PR #47, opened 2022-02-24
Protobuf support

### LINKED ISSUE #46: Custom encoder?
I would like to send (partial) metrics stored the `Registry` in original JSON format differ from OpenMetrics, into an endpoint different from Prometheus server. 

Here is a pseudo code, shows what I want to do:

```rust

        // (omitted)

        // Using the OpenMetrics format.
        let mut buffer = vec![];
        encode(&mut buffer, &registry).unwrap();

        // On the other hand, send (partial) metrics in JSON, into an endpoint different from Prometheus server.
        let mut data = vec![];
        for (descriptor, metric) in registry.iter() {
            if descriptor.name() == "__test__" {
                data.push(
                    translate_to_json(metric), // original JSON format
                );
            }
        }
        send(data); // send to an endpoint different from Prometheus server
```

I think I need to implement custom encoder, translate metrics to JSON format.

Please let me know if there is any good way. 🙏

ackintosh:
Closes #46 

This PR adds protobuf support to the client, which provides functionality to encode metrics to an instance of the [OpenMetrics protobuf](https://github.com/OpenObservability/OpenMetrics/blob/main/proto/openmetrics_data_model.proto) format.

```rust

        // ...

        // Encode metrics to an instance of the OpenMetrics protobuf format.
        let metric_set: openmetrics_data_model::MetricSet = encode(&registry);

        for family in metric_set.metric_families {
            println!(family.name);

            for metric in family.metrics {
                // ...
            }
        }
```

## 📝 Todos

- [x] Implement encoding
- [x] Implement unit tests
- [x] Documentation
- [x] Fix how to manage the dependencies of `.proto` files (noted below)
- [x] Implement procedural macro with reference to [`derive-text-encode`](https://github.com/prometheus/client_rust/blob/66be8e2a1bfcdd13a6d8f1fde7fd42025d388f2f/derive-text-encode/src/lib.rs#L9)
- [x] Benchmark code
- [ ] ~~Integration test on lighthouse~~
  - I found out that we need another enhancement for this client in order to test on lighthouse. (https://github.com/sigp/lighthouse/issues/2956#issuecomment-1086415339)
  - So I wouldn't (can't) test on lighthouse at this time.

FYI: I'm working to use this Protobuf support, in sigp/gossipsub-testground#4, in order to record metrics whose gossipsub-libp2p to InfluxDB.

--- 

## (Edit: Resolved) How to manage the dependencies of `.proto` files

This PR introduces a `openmetrics_data_model.proto` file dependency. We can get the file from [here](https://github.com/OpenObservability/OpenMetrics/blob/main/proto/openmetrics_data_model.proto).

For now, I've copied the .proto file manually and added it to git. However, I think that is not good as it could happen operational errors. So we need to consider how to manage the .proto file.

1. Using [Buf](https://github.com/bufbuild/buf)

- Doc: https://docs.buf.build/tour/add-a-dependency#depend-on-googleapis
- This looks good, I've just read the doc though.
- However, in order to use Buf as dependency management, **`openmetrics_data_model.proto` file should be pushed to [BSR](https://docs.buf.build/bsr/overview), which is a proto file registry**.
  - There's not the proto file in BSR: https://buf.build/OpenObservability 🙅‍♂️ 

2. Download the proto file via `build.rs`

- Instead of using something tools like Buf, we can download the proto file via `build.rs`.
- For example: https://github.com/sigp/lighthouse/blob/stable/common/deposit_contract/build.rs#L93-L95
  - download the file from the GitHub repository, with a specific commit hash
  - verify the checksum of the file downloaded

~~I couldn't find another way, **I think `2. Download the proto file via build.rs` is good**.~~

Edit: I changed my mind, manually coping is suitable: https://github.com/prometheus/client_rust/pull/47#issuecomment-1100676043

### DIFF
--- a/Cargo.toml
+++ b/Cargo.toml
@@ -25,7 +25,7 @@ prost-types = "0.9.0"
 async-std = { version = "1", features = ["attributes"] }
 criterion = "0.3"
 http-types = "2"
-pyo3 = "0.15"
+pyo3 = "0.16"
 quickcheck = "1"
 rand = "0.8.4"
 tide = "0.16"
--- a/Cargo.toml
+++ b/Cargo.toml
@@ -1,6 +1,6 @@
 [package]
 name = "prometheus-client"
-version = "0.18.0"
+version = "0.18.1"
 authors = ["Max Inden <mail@max-inden.de>"]
 edition = "2021"
 description = "Open Metrics client library allowing users to natively instrument applications."
--- a/Cargo.toml
+++ b/Cargo.toml
@@ -34,6 +34,7 @@ pyo3 = "0.16"
 quickcheck = "1"
 rand = "0.8.4"
 tide = "0.16"
+actix-web = "4"
 
 [build-dependencies]
 prost-build = { version = "0.9.0", optional = true }
--- a/Cargo.toml
+++ b/Cargo.toml
@@ -11,7 +11,7 @@ homepage = "https://github.com/prometheus/client_rust"
 documentation = "https://docs.rs/prometheus-client"
 
 [features]
-protobuf = ["dep:prost", "dep:prost-types", "dep:prost-build", "dep:prometheus-client-derive-proto-encode"]
+protobuf = ["dep:prost", "dep:prost-types", "dep:prost-build", "dep:prometheus-client-derive-proto-encode", "dep:void"]
 
 [workspace]
 members = ["derive-text-encode", "derive-proto-encode"]
@@ -24,7 +24,7 @@ prometheus-client-derive-proto-encode = { version = "0.1.0", path = "derive-prot
 prometheus-client-derive-text-encode = { version = "0.3.0", path = "derive-text-encode" }
 prost = { version = "0.9.0", optional = true }
 prost-types = { version = "0.9.0", optional = true }
-void = "1.0"
+void = { version = "1.0", optional = true }
 
 [dev-dependencies]
 async-std = { version = "1", features = ["attributes"] }
--- a/Cargo.toml
+++ b/Cargo.toml
@@ -11,15 +11,16 @@ homepage = "https://github.com/prometheus/client_rust"
 documentation = "https://docs.rs/prometheus-client"
 
 [features]
-protobuf = ["dep:prost", "dep:prost-types", "dep:prost-build"]
+protobuf = ["dep:prost", "dep:prost-types", "dep:prost-build", "dep:prometheus-client-derive-proto-encode"]
 
 [workspace]
-members = ["derive-text-encode"]
+members = ["derive-text-encode", "derive-proto-encode"]
 
 [dependencies]
 dtoa = "1.0"
 itoa = "1.0"
 owning_ref = "0.4"
+prometheus-client-derive-proto-encode = { version = "0.1.0", path = "derive-proto-encode", optional = true }
 prometheus-client-derive-text-encode = { version = "0.3.0", path = "derive-text-encode" }
 prost = { version = "0.9.0", optional = true }
 prost-types = { version = "0.9.0", optional = true }
--- a/Cargo.toml
+++ b/Cargo.toml
@@ -1,6 +1,6 @@
 [package]
 name = "prometheus-client"
-version = "0.15.1"
+version = "0.16.0"
 authors = ["Max Inden <mail@max-inden.de>"]
 edition = "2018"
 description = "Open Metrics client library allowing users to natively instrument applications."
--- a/Cargo.toml
+++ b/Cargo.toml
@@ -1,6 +1,6 @@
 [package]
 name = "prometheus-client"
-version = "0.17.0"
+version = "0.18.0"
 authors = ["Max Inden <mail@max-inden.de>"]
 edition = "2021"
 description = "Open Metrics client library allowing users to natively instrument applications."
@@ -19,7 +19,7 @@ members = ["derive-text-encode", "derive-proto-encode"]
 [dependencies]
 dtoa = "1.0"
 itoa = "1.0"
-owning_ref = "0.4"
+parking_lot = "0.12"
 prometheus-client-derive-proto-encode = { version = "0.1.0", path = "derive-proto-encode", optional = true }
 prometheus-client-derive-text-encode = { version = "0.3.0", path = "derive-text-encode" }
 prost = { version = "0.9.0", optional = true }
--- a/Cargo.toml
+++ b/Cargo.toml
@@ -47,3 +47,8 @@ harness = false
 name = "text"
 path = "benches/encoding/text.rs"
 harness = false
+
+[[bench]]
+name = "proto"
+path = "benches/encoding/proto.rs"
+harness = false
--- a/Cargo.toml
+++ b/Cargo.toml
@@ -1,8 +1,8 @@
 [package]
 name = "prometheus-client"
-version = "0.16.0"
+version = "0.17.0"
 authors = ["Max Inden <mail@max-inden.de>"]
-edition = "2018"
+edition = "2021"
 description = "Open Metrics client library allowing users to natively instrument applications."
 license = "Apache-2.0 OR MIT"
 keywords = ["openmetrics", "prometheus", "metrics", "instrumentation", "monitoring"]
@@ -17,7 +17,7 @@ members = ["derive-text-encode"]
 dtoa = "1.0"
 itoa = "1.0"
 owning_ref = "0.4"
-prometheus-client-derive-text-encode = { version = "0.2.0", path = "derive-text-encode" }
+prometheus-client-derive-text-encode = { version = "0.3.0", path = "derive-text-encode" }
 prost = "0.9.0"
 prost-types = "0.9.0"
 
--- a/Cargo.toml
+++ b/Cargo.toml
@@ -24,6 +24,7 @@ prometheus-client-derive-proto-encode = { version = "0.1.0", path = "derive-prot
 prometheus-client-derive-text-encode = { version = "0.3.0", path = "derive-text-encode" }
 prost = { version = "0.9.0", optional = true }
 prost-types = { version = "0.9.0", optional = true }
+void = "1.0"
 
 [dev-dependencies]
 async-std = { version = "1", features = ["attributes"] }
--- a/Cargo.toml
+++ b/Cargo.toml
@@ -10,6 +10,9 @@ repository = "https://github.com/prometheus/client_rust"
 homepage = "https://github.com/prometheus/client_rust"
 documentation = "https://docs.rs/prometheus-client"
 
+[features]
+protobuf = ["dep:prost", "dep:prost-types", "dep:prost-build"]
+
 [workspace]
 members = ["derive-text-encode"]
 
@@ -18,8 +21,8 @@ dtoa = "1.0"
 itoa = "1.0"
 owning_ref = "0.4"
 prometheus-client-derive-text-encode = { version = "0.3.0", path = "derive-text-encode" }
-prost = "0.9.0"
-prost-types = "0.9.0"
+prost = { version = "0.9.0", optional = true }
+prost-types = { version = "0.9.0", optional = true }
 
 [dev-dependencies]
 async-std = { version = "1", features = ["attributes"] }
@@ -31,7 +34,7 @@ rand = "0.8.4"
 tide = "0.16"
 
 [build-dependencies]
-prost-build = "0.9.0"
+prost-build = { version = "0.9.0", optional = true }
 
 [[bench]]
 name = "family"
--- a/src/encoding/proto.rs
+++ b/src/encoding/proto.rs
@@ -272,6 +272,12 @@ impl EncodeGaugeValue for i64 {
     }
 }
 
+impl EncodeGaugeValue for u64 {
+    fn encode(&self) -> openmetrics_data_model::gauge_value::Value {
+        openmetrics_data_model::gauge_value::Value::IntValue(*self as i64)
+    }
+}
+
 impl EncodeGaugeValue for f64 {
     fn encode(&self) -> openmetrics_data_model::gauge_value::Value {
         openmetrics_data_model::gauge_value::Value::DoubleValue(*self)
--- a/src/encoding/proto.rs
+++ b/src/encoding/proto.rs
@@ -834,6 +834,53 @@ mod tests {
     }
 
     #[test]
+    fn encode_family_and_counter_and_histogram() {
+        let mut registry = Registry::<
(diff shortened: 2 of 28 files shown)


ackintosh:
For now we get the compile error:

```bash
error[E0277]: the trait bound `Box<dyn text::SendEncodeMetric>: proto::EncodeMetric` is not satisfied
   --> src/encoding/proto.rs:151:33
    |
151 |         println!("{:?}", encode(&registry));
    |                          ------ ^^^^^^^^^ the trait `proto::EncodeMetric` is not implemented for `Box<dyn text::SendEncodeMetric>`
    |                          |
    |                          required by a bound introduced by this call
    |
    = help: the following implementations were found:
              <Box<(dyn proto::EncodeMetric + 'static)> as proto::EncodeMetric>
              <Box<(dyn proto::SendEncodeMetric + 'static)> as proto::EncodeMetric>
note: required by a bound in `proto::encode`
   --> src/encoding/proto.rs:13:8
    |
11  | pub fn encode<M>(registry: &Registry<M>) -> openmetrics_data_model::MetricSet
    |        ------ required by a bound in this
12  | where
13  |     M: EncodeMetric,
    |        ^^^^^^^^^^^^ required by this bound in `proto::encode`
```

---

> error[E0277]: the trait bound `Box<dyn text::SendEncodeMetric>`

This error message refers to `SendEncodeMetric` trait in the "text", not "proto".

I think, it seems [this definition of Registry](https://github.com/ackintosh/client_rust/blob/66be8e2a1bfcdd13a6d8f1fde7fd42025d388f2f/src/registry.rs#L61) somehow could relates the error. 

I'm not sure how solve the compile error. 🤔 

@mxinden I would appreciate it if you could give me some advice. 🙇

mxinden:
> @mxinden I would appreciate it if you could give me some advice. bow

https://github.com/ackintosh/client_rust/pull/1 should fix your  issue @ackintosh. Let me know if that works for you.

ackintosh:
It works, thank your @mxinden !

mxinden:
Please ping me once this is ready for a first review @ackintosh. Thanks for the help!

mxinden:
This is great news @ackintosh. Unfortunately I will be offline for a bit, thus I will likely not get to it next week :/

src/encoding/proto.rs
```diff
@@ -0,0 +1,839 @@
...
+        }
+    }
+}
+
+/// Trait implemented by each metric type, e.g. [`Counter`], to implement its encoding.
+pub trait EncodeMetric {
+    fn encode(
+        &self,
+        labels: Vec<openmetrics_data_model::Label>,
+    ) -> Vec<openmetrics_data_model::Metric>;
```
mxinden, line 83: Disclaimer: I haven't fully thought this through.

Would it be an option to return an iterator (e.g. `Self::Iterator`) here? That would eliminate the many `vec!` allocations and would only require a single final `collect`.

src/encoding/proto.rs
```diff
@@ -0,0 +1,839 @@
...
+        self.deref().encode(labels)
+    }
+
+    fn metric_type(&self) -> MetricType {
+        self.deref().metric_type()
+    }
+}
+
+pub trait EncodeLabel {
+    fn encode(&self) -> Vec<openmetrics_data_model::Label>;
```
mxinden, line 119: Same here: Would it be an option to return an iterator instead of a vector?

mxinden (commented):
Thanks for the work @ackintosh! I have a couple of high-level comments. I will take a more in-depth look.

mxinden:
> I couldn't find another way, **I think `2. Download the proto file via build.rs` is good**. memo

I would like the `prometheus` crate to be able to build offline, i.e. once one downloaded all dependencies from crates.io to not require internet access. Downloading the file on each build would thus not work.

mxinden:
> Using [Buf](https://github.com/bufbuild/buf)

This is an interesting suggestion. What do you think of moving it to https://github.com/OpenObservability/OpenMetrics/ as it concerns the whole project?

mxinden:
> For now, I've copied the .proto file manually and added into git.

I don't expect any breaking changes to the `.proto` file, and thus think this is a valid option.

Cargo.toml
```diff
@@ -18,6 +18,8 @@ dtoa = "1.0"
 itoa = "1.0"
 owning_ref = "0.4"
 prometheus-client-derive-text-encode = { version = "0.2.0", path = "derive-text-encode" }
+prost = "0.9.0"
```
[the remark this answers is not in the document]
ackintosh: That makes sense, thank you!

src/encoding/proto.rs
ackintosh: Note to self: [Returning Rust Iterators | Depth-First](https://depth-first.com/articles/2020/06/22/returning-rust-iterators/)

ackintosh: Note to self: 

- I tried `Associated Type` which is described [here](https://depth-first.com/articles/2020/06/22/returning-rust-iterators/#associatedtype).
- Commit log: https://github.com/ackintosh/client_rust/commit/e4c46dfcd25eba32801229fb3d43e7fb9ca08338 (on another branch `protobuf-support-associated-type`)
- Build error below occurs:

```text
error[E0207]: the lifetime parameter `'a` is not constrained by the impl trait, self type, or predicates
   --> src/encoding/proto.rs:199:6
    |
199 | impl<'a, N, A> EncodeMetric for Counter<N, A>
    |      ^^ unconstrained lifetime parameter
```

ackintosh: Next, I will try [`Simple Iterator Delegation`](https://depth-first.com/articles/2020/06/22/returning-rust-iterators/#simpleiteratordelegation).

mxinden: @ackintosh thanks for investigating. Let me know in case you want me to take a look as well.

ackintosh: I have fixed the [build error](https://github.com/prometheus/client_rust/pull/47#discussion_r933917283) and now it works well (tests are green).

Here is a PR: https://github.com/ackintosh/client_rust/pull/2

However, the allocation count seems not reduced as far as I checked. 🤔 [Here](https://github.com/ackintosh/client_rust/pull/2#issuecomment-1203634863) is a detail of how I checked the allocation count.

@mxinden Please take a look at https://github.com/ackintosh/client_rust/pull/2 and let me know if you have any concerns. 🙏

ackintosh:
> > Using [Buf](https://github.com/bufbuild/buf)
> 
> This is an interesting suggestion. What do you think of moving it to https://github.com/OpenObservability/OpenMetrics/ as it concerns the whole project?

💡 I posted an issue to OpenMetrics just now: https://github.com/OpenObservability/OpenMetrics/issues/253

ackintosh:
> > I couldn't find another way, **I think `2. Download the proto file via build.rs` is good**. memo
> 
> I would like the `prometheus` crate to be able to build offline, i.e. once one downloaded all dependencies from crates.io to not require internet access. Downloading the file on each build would thus not work.

Ahh, that makes sense. 💡

ackintosh:
FYI: I'm planning that use the Protobuf support, in [gossipsub-testground](https://github.com/sigp/gossipsub-testground/pull/4), in order to record metrics whose gossipsub-libp2p to InfluxDB.

src/encoding/proto.rs
mxinden: @ackintosh is https://github.com/ackintosh/client_rust/pull/5 of any help?

ackintosh: Thank you for the patch @mxinden ! I have learned a lot. ✨ Will merge later.

mxinden: Wonderful. Ping me in case I should do another review or in case you need any help.

ackintosh:
@mxinden 
I have added two tests and some fixes, in anticipation of [use in libp2p-gossipsub](https://github.com/libp2p/rust-libp2p/blob/4db881d95f9bd661d274b734c814ef766a84c400/protocols/gossipsub/src/metrics.rs#L198-L293). In libp2p-gossipsub, Registry treats Family, Counter, and Histogram.

Tests added: 

1. [encode_family_counter_histogram](https://github.com/ackintosh/client_rust/blob/35178c7c281d4812705cf1136178645f791ef586/src/encoding/proto.rs#L804-L834)
1. [encode_family_and_counter_and_histogram](https://github.com/ackintosh/client_rust/blob/35178c7c281d4812705cf1136178645f791ef586/src/encoding/proto.rs#L836-L881)

However, the second test ([encode_family_and_counter_and_histogram](https://github.com/ackintosh/client_rust/blob/35178c7c281d4812705cf1136178645f791ef586/src/encoding/proto.rs#L836-L881)) is failing and I'm not sure how fix it. 🤔 I'm tackling this, I would appreciate it if you could help me with this. 🙏

ackintosh:
Btw, I'm doing a benchmark and comparing iter version and vec version. I'll share you result of it later.

ackintosh:
@mxinden 

> Btw, I'm doing a benchmark and comparing iter version and vec version.

I created a benchmark and test (to count allocations) on my personal sandbox repo. We can switch the iter version and vec version to test, [some changes](https://github.com/ackintosh/sandbox/blob/master/rust/crate-critcmp/src/lib.rs#L2-L9) are required though.

- [Benchmark code](https://github.com/ackintosh/sandbox/blob/master/rust/crate-critcmp/benches/critcmp.rs#L22-L29)
- [Test code to count allocations](https://github.com/ackintosh/sandbox/blob/master/rust/crate-critcmp/src/lib.rs#L127-L137)

And compared the results between iter version and vec version:

#### Benchmark

The iterator version (`baseline-iter`) is a bit slow.

```
$ critcmp baseline-iter baseline-vec

group     baseline-iter                          baseline-vec
-----     -------------                          ------------
encode    1.02      6.6±0.06ms        ? ?/sec    1.00      6.4±0.24ms        ? ?/sec
```

#### Allocation count

- iter: 124214
- vec: 124114

---

The slowness is related to [this](https://github.com/ackintosh/client_rust/blob/aed6113005870c56835b2521f9c897b4726d08b2/derive-proto-encode/src/lib.rs#L33-L42) proc macro implementation.

As far as I investigated, I think [from_generator](https://doc.rust-lang.org/nightly/std/iter/fn.from_generator.html) may improve that but it is a nightly-only experimental API. 

Please let me know if you have any ideas. 🙏

ackintosh:
Now I'm stucking on these issues: 

1. https://github.com/prometheus/client_rust/pull/47#issuecomment-1213637603
1. https://github.com/prometheus/client_rust/pull/47#issuecomment-1214564100

Hmm... how about reverting to return a vector? @mxinden

mxinden:
I took another look. What do you think of https://github.com/ackintosh/client_rust/pull/6?

- It does not require an associated type.
- It does not force any allocations, not even on the implementation of `Family`.
- It significantly reduces the type signatures, both on the implementor and the consumer side.
- Tests all pass.

What do you think @ackintosh?

(I am sorry for leading you astray suggesting to use an `Iterator`.)

ackintosh:
Thank you @mxinden! It's awesome. ✨ I have merged ackintosh#6 and made some updates according to the changes in ackintosh#6.

I run benchmark again in [the same way](https://github.com/prometheus/client_rust/pull/47#issuecomment-1214564100), and the result was definitely good. 

#### Benchmark

```
$ critcmp baseline-vec baseline-max

group     baseline-max                           baseline-vec
-----     ------------                           ------------
encode    1.00      6.1±0.14ms        ? ?/sec    1.05      6.4±0.24ms        ? ?/sec
```

#### Allocation count

- vec: 124114
- now: 114014

---

No worries, the experiments to use an `Iterator` was so exciting and I have learned a lot from them. 😃

ackintosh:
TODOs on this PR have been done. ✅

Cargo.toml
```diff
@@ -10,14 +10,21 @@ repository = "https://github.com/prometheus/client_rust"
...
+
 [workspace]
-members = ["derive-text-encode"]
+members = ["derive-text-encode", "derive-proto-encode"]
 
 [dependencies]
 dtoa = "1.0"
 itoa = "1.0"
 parking_lot = "0.12"
+prometheus-client-derive-proto-encode = { version = "0.1.0", path = "derive-proto-encode", optional = true }
```
mxinden, line 23: Exploring the thought on whether we could use the same derive macro for both text and protobuf. I guess we can not feature flag the generated protobuf code via `#[cfg(feature = "protobuf")]` as we would not have access to the flag in the downstream user crate?

Cargo.toml
```diff
@@ -10,14 +10,21 @@ repository = "https://github.com/prometheus/client_rust"
 homepage = "https://github.com/prometheus/client_rust"
 documentation = "https://docs.rs/prometheus-client"
 
+[features]
+protobuf = ["dep:prost", "dep:prost-types", "dep:prost-build", "dep:prometheus-client-derive-proto-encode", "dep:void"]
```
mxinden, line 14: I think CI is currently not running with `--all-features`. Can you add it with this pull request to make sure your feature is being tested?

mxinden (commented):
Great progress here.

Would you mind bumping the crate version and adding a changelog entry? As far as I can tell, this does not introduce any breaking changes and could thus be released as `v0.18.1`.

Cargo.toml
ackintosh: That is cool if we use the same derive macro, I'll do some experiments. 🙂

ackintosh: I investigated but yeah, I couldn't find a way to do that.

ackintosh:
https://github.com/prometheus/client_rust/pull/47/checks?check_run_id=8046799148
> DCO
> There are 49 commits incorrectly signed off. This means that the author(s) of these commits failed to include a Signed-off-by line in their commit message.

I need to rebase this branch to add Signed-off-by lines.

Cargo.toml
ackintosh: https://github.com/prometheus/client_rust/pull/47/commits/33c940a6e7f8d95fbf4479c6e2301f40bff4670c

ackintosh:
- Bump the crate version and add a changelog entry https://github.com/prometheus/client_rust/pull/47/commits/250db460857b5ee1baadb4913ae07413968574bb
- Rebased this branch according to the DCO check https://github.com/prometheus/client_rust/pull/47#issuecomment-1229102302

ackintosh:
> Rebased this branch according to the DCO check https://github.com/prometheus/client_rust/pull/47#issuecomment-1229102302

Hmm, I noticed that the commit history was broken due to the rebasing... sorry.

I'll create another pull request and close this. 🙇

ackintosh:
I have created https://github.com/prometheus/client_rust/pull/83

○ ○ ○ ○ ○

§ Directions:
Count the lines in the material above where the string "group" appears, then state only that count.

§ Answer for this exercise:
2